陈鱼听着两人的谈话,右眼皮直跳,这是怎么回事,陈木以前也不是这种爱呛人的性子啊。

“你就是病人啊。”

“嗯。”

张莲生居高临下左右端详着陈鱼,陈鱼起先还坐的端端正正让他看,可看了一会后,不见停,陈鱼指了指自己的腿,说:“医生,我是这里磨破了。”

“哦,我看看。”

张莲生拉过一旁的椅子,坐在陈鱼对面,又吩咐陈木把弄堂里另一只椅子搬过来,将陈鱼的腿放上去。别看他面上不像正经医生,手上的动作却很轻。他撩开陈鱼的裤腿,眼一眯,问:“这是眼睛挂头顶了?不小心,我看这是成心吧。”

陈鱼扶额,这医生怎么年纪不大,脾气倒不小。

“您别管我眼睛长在哪,能不能先帮我处理一下,我还急着回家呢。”

“哦,赶时间是吧,赶时间早说啊。”张莲生起身,进到里面的房间,就听到稀里哗啦一阵动静,然后就见他手上多了瓶药水跟棉签纱布,重新坐回自己的位置。

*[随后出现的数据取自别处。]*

PR #303, opened 2024-04-19
Eng 7409 neuro id interface refactor

kishisaka-nid:
Return a NeuroIDPublic interface containing public methods instead of a returning the concrete implementation to the host app to use. 

Changes: 

- The NeuroID concrete class will remain the same. This is our concrete implementation wrapper to our SDK functionality. 
- Add an interface called NeuroIDPublic that contains method definitions for all of the public methods. The host app will use this to access SDK functionality. 
- NeuroID.Builder.build() will create an instance of NeuroIDImpl and set it to a singleton. The host app calls this as usual. 
- Keep the NeuroID.getInstance() method which returns a NeuroIDPublic interface. The host app will use this to start, stop sessions ,etc.
- Add a NeuroID.getInternalInstance() method which returns the concrete NeuroID instance. This is used internally within the SDK and is not available externally.  
- Update the extensions (storage and advanced device) to implement the NeuroIDPublic interface. Syntactic sugar as it is called.   

TODO:

- Decide if this is a major or minor release. 
- Consider removing the getInstance() method, have build() return the NeuroIDPublic interface and make the host apps manage the singleton themselves instead of us. 
- Consider removing the getInternalInstance() method, any dependency that internal methods need would use dependency injection (though a framework like dagger/hilt or through parameters passing in methods/constructors) to get dependencies from NeuroIDImpl.  

 
Usage:

Same as before:  

```
NeuroID.Builder(<applciation context>, <client key>).build()
NeuroID.getInstance()?.setRegisteredUserID(<register user id>)
.
<activity start>
NeuroID.getInstance()?.startSession(<session id>, true)
.
<do some activity work>
.
NeuroID.getInstance()?.stopSession(<register user id>)
<activity end>
```
The host  app will be working off of the NeuroIDPublic interface backed by the NeuroID instance and not directly working with the NeuroID instance.

Implications: 

- We can remove all of the internal directives in the NeuroID concrete class. 
- We don't have to worry about marking new internal methods as internal. 
- We will not have to worry about exposing implementation to customers that they are not suppose to see reducing confusion to our customers regarding usage. They will only use what they see in the interface.
- We can include user documentation in the interface and have specific implementation documentation in the implemenation.


NeuroID/src/main/java/com/neuroid/tracker/NeuroID.kt
```diff
@@ -188,7 +188,13 @@ class NeuroID
         data class Builder(val application: Application? = null,
                            val clientKey: String = "",
                            val serverEnvironment: String = PRODUCTION) {
-            fun build() = NeuroID(application, clientKey, serverEnvironment)
+            fun build() {
+                if (singleton == null) {
+                    val neuroID = NeuroID(application, clientKey, serverEnvironment)
+                    neuroID.setupCallbacks()
+                    setNeuroIDInstance(neuroID)
```
kevinsites: Does this mean we need to update our documentation so that they don't call `setNeuroIDInstance` right after build anymore?

NeuroID/src/main/java/com/neuroid/tracker/NeuroIDPublic.kt
```diff
@@ -0,0 +1,189 @@
...
+
+import android.app.Activity
+import androidx.annotation.VisibleForTesting
+import com.neuroid.tracker.models.SessionStartResult
+
+interface NeuroIDPublic {
+    /**
+     * Deprecated, do not use!
+     */
+    @Deprecated("Replaced with getUserID", ReplaceWith("getUserID()"))
```
kevinsites, line 11: Should this point to `getClientID` instead or `getUserID`?

NeuroID/src/main/java/com/neuroid/tracker/NeuroIDPublic.kt
```diff
@@ -0,0 +1,189 @@
...
+    fun getClientId():String
+
+    /**
+     * Return the currently set client id (use this one).
+     */
+    fun getClientID():String
+
+    /**
+     * Set a tag for the widget that is not registered.
```
kevinsites, line 20: I don't think this desc is correct

NeuroID/src/main/java/com/neuroid/tracker/NeuroIDPublic.kt
```diff
@@ -0,0 +1,189 @@
...
+
+    /**
+     * Set a user id.
+     */
+    fun setUserID(userID: String): Boolean
+
+    /**
+     * Return the currently set user id.
+     */
+    fun getUserId(): String
```
kevinsites, line 38: This should be deprecated in favor of `getUserID`

NeuroID/src/main/java/com/neuroid/tracker/NeuroIDPublic.kt
```diff
@@ -0,0 +1,189 @@
...
+
+    /**
+     * Return the currently set screen name for the current page in a session.
+     */
+    fun getScreenName(): String
+
+    /**
+     * Register page targets. This will send events targets to the server for the current page.
+     */
+    fun registerPageTargets(activity: Activity)
```
kevinsites, line 66: Should we note this is only for RN? I don't think an Android user would have reason to call this

NeuroID/src/main/java/com/neuroid/tracker/NeuroIDPublic.kt
```diff
@@ -0,0 +1,189 @@
...
+    /**
+     * Deprecated, do not use!
+     */
+    @Deprecated("setSiteId is deprecated and no longer required")
+    fun setSiteId(siteId: String)
+
+    /**
+     * Return the current sessionId.
+     */
+    fun getSessionId(): String
```
kevinsites, line 100: Should this be deprecated and `getSessionID` used to keep in line with other function naming?

NeuroID/src/main/java/com/neuroid/tracker/NeuroIDPublic.kt
```diff
@@ -0,0 +1,189 @@
...
+    /**
+     * Stop the SDK and close the current session. Return true to indicate that
+     * the SDK is stopped.
+     */
+    fun stop(): Boolean
+
+    /**
+     * Stop the SDK and closes the current session.
+     */
+    fun closeSession()
```
kevinsites, line 136: I don't know that we want this exposed externally since they should be calling `stop` or `stopSession`

NeuroID/src/main/java/com/neuroid/tracker/NeuroIDPublic.kt
```diff
@@ -0,0 +1,189 @@
...
+
+    /**
+     * Return the NeuroID SDK version.
+     */
+    fun getSDKVersion(): String
+
+    /**
+     * Clear the currently set user and register user id.
+     */
+    fun clearSessionVariables()
```
kevinsites, line 162: This should not be exposed to customers

NeuroID/src/main/java/com/neuroid/tracker/NeuroID.kt
kishisaka-nid: yes. that is correct.

NeuroID/src/main/java/com/neuroid/tracker/NeuroIDPublic.kt
kishisaka-nid: Yeah not correct, updating. Thanks.

NeuroID/src/main/java/com/neuroid/tracker/NeuroIDPublic.kt
kishisaka-nid: Missed that one. Thanks.

NeuroID/src/main/java/com/neuroid/tracker/NeuroIDPublic.kt
kishisaka-nid: removed.

NeuroID/src/main/java/com/neuroid/tracker/NeuroIDPublic.kt
kishisaka-nid: removed

NeuroID/src/main/java/com/neuroid/tracker/NeuroIDPublic.kt
kishisaka-nid: Good point. updated

NeuroID/src/main/java/com/neuroid/tracker/NeuroIDPublic.kt
kishisaka-nid: updated

kevinsites (approved):

NeuroID/src/main/java/com/neuroid/tracker/NeuroIDPublic.kt
```diff
@@ -0,0 +1,190 @@
...
+     * set to the mock collection endpoint. The remote config endpoint will be updated to point to
+     * the dev remote config endpoint.
+     */
+    fun setTestURL(newEndpoint: String)
+
+    /**
+     * Set a dev testing URL for testing.
+     */
+    @VisibleForTesting
+    fun setTestingNeuroIDDevURL()
```
priya-xavier, line 30: Since this is used only for internal testing does this need to be in the public interface? I suppose we could use this for flexibility when we are testing but just wanted to check if that's the reason.

priya-xavier (approved):
Looks great!

NeuroID/src/main/java/com/neuroid/tracker/NeuroIDPublic.kt
kishisaka-nid: I would have liked to have made this internal however the sandbox sample app that is bundled with the SDK uses this as well. so this needs to be publicly accessible. Will look into fixing this in the future (move that test into a unit test).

“我姓张,叫莲生。”张莲生不紧不慢地打开瓶盖,将面前沾了药水,继续说,“你们不是县里的吧,这县里大大小小的孩子我都有印象,没见过你们两个。哪个镇的,还是哪个村的?”

陈鱼仰头看着陈木,向对方求救:这医生话太多了。

陈木耸耸肩,微微点头:我知道,但没办法,是个话唠。

“哦,对了,你们俩是姐弟?亲的还是堂的?”

“堂的。”

“堂的啊,不太像啊,你们俩看着没有一点血缘关系啊。可能有点扎疼,你忍着点。遗传学还是挺靠谱的,血缘关系有时候,比我们想象的强大的多。”

陈鱼就听医生嘚不嘚,说了一大堆有的没有,似乎里面夹着有用信息,但她现在也懒得分辨。就在她放松警惕时,腿上一凉,然后是刺骨的疼痛。陈鱼张开手胡乱抓,想抓点什么,支撑一下。下一秒,一个冰凉的手握住了她的手。